Dataset content START
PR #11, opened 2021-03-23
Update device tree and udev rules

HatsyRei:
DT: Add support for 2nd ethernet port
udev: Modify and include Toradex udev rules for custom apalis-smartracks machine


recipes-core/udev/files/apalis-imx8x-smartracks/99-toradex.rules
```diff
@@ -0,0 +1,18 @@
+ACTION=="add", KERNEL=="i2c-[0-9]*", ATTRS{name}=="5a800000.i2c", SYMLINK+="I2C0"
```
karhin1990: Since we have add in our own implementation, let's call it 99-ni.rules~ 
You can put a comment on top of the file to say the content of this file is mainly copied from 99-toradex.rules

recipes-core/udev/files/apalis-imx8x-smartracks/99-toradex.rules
Dataset content END
• [Directions for this task]: Wherever the word "udev" appears in the listing above, copy the whole line.

• [Response to the task]:
Update device tree and udev rules
udev: Modify and include Toradex udev rules for custom apalis-smartracks machine
recipes-core/udev/files/apalis-imx8x-smartracks/99-toradex.rules
recipes-core/udev/files/apalis-imx8x-smartracks/99-toradex.rules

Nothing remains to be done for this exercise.